Extracted entries ::
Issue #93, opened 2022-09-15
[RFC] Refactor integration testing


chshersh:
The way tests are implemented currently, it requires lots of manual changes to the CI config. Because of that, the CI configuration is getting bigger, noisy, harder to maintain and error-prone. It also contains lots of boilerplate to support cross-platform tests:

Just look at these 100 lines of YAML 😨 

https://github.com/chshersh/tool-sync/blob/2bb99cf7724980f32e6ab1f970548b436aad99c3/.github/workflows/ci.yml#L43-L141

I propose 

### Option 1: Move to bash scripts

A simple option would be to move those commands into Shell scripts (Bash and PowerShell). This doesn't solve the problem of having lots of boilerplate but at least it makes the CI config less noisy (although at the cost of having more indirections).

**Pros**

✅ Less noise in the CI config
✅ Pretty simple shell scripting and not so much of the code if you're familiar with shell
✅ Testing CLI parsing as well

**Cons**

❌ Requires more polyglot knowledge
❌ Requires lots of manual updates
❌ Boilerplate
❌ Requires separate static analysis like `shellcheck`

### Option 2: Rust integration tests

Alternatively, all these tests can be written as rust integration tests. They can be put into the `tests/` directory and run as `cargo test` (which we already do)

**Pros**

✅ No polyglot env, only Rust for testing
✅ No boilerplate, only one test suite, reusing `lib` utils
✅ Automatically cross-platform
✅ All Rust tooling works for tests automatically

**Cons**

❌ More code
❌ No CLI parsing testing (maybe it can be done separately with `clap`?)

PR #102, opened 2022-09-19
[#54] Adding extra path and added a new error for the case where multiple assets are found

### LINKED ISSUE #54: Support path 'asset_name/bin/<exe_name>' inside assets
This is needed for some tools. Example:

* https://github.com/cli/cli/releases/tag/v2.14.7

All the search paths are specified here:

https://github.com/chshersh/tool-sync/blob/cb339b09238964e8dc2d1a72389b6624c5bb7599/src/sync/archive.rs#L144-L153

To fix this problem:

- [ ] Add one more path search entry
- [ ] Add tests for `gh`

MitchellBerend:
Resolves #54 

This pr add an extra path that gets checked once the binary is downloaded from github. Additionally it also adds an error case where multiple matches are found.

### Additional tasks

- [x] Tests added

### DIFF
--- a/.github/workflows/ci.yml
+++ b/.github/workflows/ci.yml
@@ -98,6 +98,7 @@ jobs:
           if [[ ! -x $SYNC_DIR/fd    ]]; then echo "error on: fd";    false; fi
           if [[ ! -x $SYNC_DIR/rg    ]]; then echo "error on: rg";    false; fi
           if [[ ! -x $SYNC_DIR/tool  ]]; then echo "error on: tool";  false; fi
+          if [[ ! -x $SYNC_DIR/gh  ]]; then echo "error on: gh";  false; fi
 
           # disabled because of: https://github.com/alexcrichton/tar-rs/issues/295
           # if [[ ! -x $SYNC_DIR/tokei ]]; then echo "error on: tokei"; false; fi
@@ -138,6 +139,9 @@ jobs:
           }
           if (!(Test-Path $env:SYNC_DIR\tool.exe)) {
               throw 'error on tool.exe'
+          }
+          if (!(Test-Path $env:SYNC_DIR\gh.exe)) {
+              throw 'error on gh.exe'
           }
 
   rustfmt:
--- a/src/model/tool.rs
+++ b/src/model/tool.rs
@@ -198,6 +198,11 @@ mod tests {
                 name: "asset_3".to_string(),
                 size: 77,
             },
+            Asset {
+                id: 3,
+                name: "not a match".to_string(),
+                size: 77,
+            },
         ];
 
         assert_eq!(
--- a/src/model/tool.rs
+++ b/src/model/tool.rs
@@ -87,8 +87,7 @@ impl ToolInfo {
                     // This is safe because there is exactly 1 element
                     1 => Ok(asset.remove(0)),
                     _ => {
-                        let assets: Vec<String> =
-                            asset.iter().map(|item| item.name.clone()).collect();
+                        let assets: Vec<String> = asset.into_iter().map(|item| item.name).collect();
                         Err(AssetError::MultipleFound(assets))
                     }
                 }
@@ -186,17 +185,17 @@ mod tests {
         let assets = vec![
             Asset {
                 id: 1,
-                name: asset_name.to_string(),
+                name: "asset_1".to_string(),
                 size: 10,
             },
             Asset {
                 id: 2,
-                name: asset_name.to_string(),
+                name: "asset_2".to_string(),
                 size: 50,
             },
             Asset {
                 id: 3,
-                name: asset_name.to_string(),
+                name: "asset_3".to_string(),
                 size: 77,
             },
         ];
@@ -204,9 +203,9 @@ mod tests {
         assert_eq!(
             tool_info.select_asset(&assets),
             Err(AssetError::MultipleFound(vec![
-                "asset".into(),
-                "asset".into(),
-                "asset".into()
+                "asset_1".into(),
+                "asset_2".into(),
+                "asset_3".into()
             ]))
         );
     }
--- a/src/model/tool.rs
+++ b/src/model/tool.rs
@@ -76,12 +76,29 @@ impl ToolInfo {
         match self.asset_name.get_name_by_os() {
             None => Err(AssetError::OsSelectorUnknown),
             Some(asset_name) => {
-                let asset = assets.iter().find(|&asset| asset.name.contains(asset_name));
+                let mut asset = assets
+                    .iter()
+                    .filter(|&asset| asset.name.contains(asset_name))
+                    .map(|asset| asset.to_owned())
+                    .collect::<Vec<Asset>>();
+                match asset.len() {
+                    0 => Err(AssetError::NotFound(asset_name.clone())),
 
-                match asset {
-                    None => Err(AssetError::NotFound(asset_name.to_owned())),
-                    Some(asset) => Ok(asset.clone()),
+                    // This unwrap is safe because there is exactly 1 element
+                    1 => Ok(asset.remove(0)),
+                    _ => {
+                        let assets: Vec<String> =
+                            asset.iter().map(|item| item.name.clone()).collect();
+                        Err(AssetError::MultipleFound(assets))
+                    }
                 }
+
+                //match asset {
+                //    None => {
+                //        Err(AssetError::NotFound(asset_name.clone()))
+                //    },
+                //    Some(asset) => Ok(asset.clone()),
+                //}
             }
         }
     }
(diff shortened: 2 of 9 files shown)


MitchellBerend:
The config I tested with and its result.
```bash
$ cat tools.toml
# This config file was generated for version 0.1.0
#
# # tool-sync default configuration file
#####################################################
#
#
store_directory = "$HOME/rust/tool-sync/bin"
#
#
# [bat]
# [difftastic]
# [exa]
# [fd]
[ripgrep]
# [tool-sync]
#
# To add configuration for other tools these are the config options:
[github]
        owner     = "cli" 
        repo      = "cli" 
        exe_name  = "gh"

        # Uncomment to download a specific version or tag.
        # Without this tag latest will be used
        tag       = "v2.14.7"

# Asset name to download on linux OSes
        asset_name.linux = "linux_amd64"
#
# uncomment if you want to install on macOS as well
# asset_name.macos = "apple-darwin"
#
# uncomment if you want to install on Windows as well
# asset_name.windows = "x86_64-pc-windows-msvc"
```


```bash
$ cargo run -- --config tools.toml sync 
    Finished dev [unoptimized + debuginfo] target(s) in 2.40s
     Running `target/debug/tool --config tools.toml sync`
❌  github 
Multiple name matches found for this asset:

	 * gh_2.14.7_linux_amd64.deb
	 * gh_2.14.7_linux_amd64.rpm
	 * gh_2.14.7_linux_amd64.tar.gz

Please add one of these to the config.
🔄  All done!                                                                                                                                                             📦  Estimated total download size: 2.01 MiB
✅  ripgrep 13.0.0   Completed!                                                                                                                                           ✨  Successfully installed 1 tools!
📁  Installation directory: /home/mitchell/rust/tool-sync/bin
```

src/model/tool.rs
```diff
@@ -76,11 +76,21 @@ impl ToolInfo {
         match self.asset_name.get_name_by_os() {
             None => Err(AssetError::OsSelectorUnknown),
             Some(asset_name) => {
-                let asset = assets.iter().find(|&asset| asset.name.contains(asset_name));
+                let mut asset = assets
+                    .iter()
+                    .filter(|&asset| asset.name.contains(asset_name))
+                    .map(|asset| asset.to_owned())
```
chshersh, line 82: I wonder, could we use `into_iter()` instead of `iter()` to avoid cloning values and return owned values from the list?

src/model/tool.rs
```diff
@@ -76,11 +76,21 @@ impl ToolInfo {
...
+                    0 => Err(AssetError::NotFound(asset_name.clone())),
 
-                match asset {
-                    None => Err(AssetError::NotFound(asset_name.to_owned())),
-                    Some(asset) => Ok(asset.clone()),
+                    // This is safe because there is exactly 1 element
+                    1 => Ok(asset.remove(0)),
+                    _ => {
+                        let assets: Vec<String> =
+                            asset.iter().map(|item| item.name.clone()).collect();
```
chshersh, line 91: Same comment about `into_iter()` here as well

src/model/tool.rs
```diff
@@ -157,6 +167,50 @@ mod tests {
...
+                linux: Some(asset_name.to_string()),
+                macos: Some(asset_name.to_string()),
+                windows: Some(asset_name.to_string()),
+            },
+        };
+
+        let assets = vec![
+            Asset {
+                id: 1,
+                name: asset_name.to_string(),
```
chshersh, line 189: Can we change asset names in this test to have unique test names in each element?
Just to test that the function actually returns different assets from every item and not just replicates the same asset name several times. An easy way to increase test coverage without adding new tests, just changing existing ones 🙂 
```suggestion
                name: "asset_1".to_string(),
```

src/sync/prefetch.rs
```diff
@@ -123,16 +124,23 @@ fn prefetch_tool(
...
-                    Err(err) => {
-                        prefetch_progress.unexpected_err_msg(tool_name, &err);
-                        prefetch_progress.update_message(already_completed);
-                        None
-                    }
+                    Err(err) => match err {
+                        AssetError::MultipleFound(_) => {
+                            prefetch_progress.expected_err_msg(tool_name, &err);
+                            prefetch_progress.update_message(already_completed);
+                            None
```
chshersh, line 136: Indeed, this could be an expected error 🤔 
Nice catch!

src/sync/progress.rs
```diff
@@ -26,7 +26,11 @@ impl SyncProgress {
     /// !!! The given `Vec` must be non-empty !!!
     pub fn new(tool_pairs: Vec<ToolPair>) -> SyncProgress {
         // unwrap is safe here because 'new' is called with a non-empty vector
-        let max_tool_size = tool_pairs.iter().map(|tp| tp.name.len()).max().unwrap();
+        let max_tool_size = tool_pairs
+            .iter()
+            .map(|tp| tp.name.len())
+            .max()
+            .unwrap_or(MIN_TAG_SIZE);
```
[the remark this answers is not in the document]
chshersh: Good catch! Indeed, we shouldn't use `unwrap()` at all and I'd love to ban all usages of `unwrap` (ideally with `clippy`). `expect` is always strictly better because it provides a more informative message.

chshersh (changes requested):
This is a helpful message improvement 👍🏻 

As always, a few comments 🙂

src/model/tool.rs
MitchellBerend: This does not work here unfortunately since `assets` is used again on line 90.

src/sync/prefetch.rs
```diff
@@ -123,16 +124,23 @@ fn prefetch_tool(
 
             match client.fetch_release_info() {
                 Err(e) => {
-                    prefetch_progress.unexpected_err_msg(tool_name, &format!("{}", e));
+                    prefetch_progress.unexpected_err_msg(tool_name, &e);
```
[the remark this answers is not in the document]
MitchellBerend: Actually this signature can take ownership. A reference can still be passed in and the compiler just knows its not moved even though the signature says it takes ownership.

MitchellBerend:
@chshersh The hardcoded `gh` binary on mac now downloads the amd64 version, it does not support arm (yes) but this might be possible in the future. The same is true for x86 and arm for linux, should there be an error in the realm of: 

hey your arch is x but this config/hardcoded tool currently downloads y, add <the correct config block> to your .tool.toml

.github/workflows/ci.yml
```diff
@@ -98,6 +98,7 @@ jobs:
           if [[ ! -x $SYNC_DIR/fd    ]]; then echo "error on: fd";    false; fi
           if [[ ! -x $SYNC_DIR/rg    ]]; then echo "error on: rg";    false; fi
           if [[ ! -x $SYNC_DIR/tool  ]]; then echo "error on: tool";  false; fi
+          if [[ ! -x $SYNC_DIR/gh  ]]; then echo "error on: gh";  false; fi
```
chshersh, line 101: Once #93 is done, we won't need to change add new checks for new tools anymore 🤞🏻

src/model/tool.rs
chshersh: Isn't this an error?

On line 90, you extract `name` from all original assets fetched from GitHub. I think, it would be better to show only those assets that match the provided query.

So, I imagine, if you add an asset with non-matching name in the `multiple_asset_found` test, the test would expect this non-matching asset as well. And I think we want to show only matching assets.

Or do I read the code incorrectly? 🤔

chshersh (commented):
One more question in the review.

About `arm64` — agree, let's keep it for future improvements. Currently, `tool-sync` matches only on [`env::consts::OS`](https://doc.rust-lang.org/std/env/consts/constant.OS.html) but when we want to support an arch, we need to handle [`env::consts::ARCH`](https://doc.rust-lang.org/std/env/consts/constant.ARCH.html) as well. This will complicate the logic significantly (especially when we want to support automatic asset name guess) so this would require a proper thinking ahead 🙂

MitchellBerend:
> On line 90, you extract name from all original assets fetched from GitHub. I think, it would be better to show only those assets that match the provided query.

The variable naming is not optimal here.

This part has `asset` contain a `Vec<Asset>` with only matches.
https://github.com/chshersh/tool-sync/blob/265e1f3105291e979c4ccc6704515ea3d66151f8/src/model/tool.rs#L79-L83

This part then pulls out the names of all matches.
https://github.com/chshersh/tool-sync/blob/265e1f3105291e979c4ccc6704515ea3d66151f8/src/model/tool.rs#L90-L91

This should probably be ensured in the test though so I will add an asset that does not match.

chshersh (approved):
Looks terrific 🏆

What is being asked :: Every line that contains the string "https" should be copied from the entries.

Solved exercise ::
https://github.com/chshersh/tool-sync/blob/2bb99cf7724980f32e6ab1f970548b436aad99c3/.github/workflows/ci.yml#L43-L141
* https://github.com/cli/cli/releases/tag/v2.14.7
https://github.com/chshersh/tool-sync/blob/cb339b09238964e8dc2d1a72389b6624c5bb7599/src/sync/archive.rs#L144-L153
           # disabled because of: https://github.com/alexcrichton/tar-rs/issues/295
About `arm64` — agree, let's keep it for future improvements. Currently, `tool-sync` matches only on [`env::consts::OS`](https://doc.rust-lang.org/std/env/consts/constant.OS.html) but when we want to support an arch, we need to handle [`env::consts::ARCH`](https://doc.rust-lang.org/std/env/consts/constant.ARCH.html) as well. This will complicate the logic significantly (especially when we want to support automatic asset name guess) so this would require a proper thinking ahead 🙂
https://github.com/chshersh/tool-sync/blob/265e1f3105291e979c4ccc6704515ea3d66151f8/src/model/tool.rs#L79-L83
https://github.com/chshersh/tool-sync/blob/265e1f3105291e979c4ccc6704515ea3d66151f8/src/model/tool.rs#L90-L91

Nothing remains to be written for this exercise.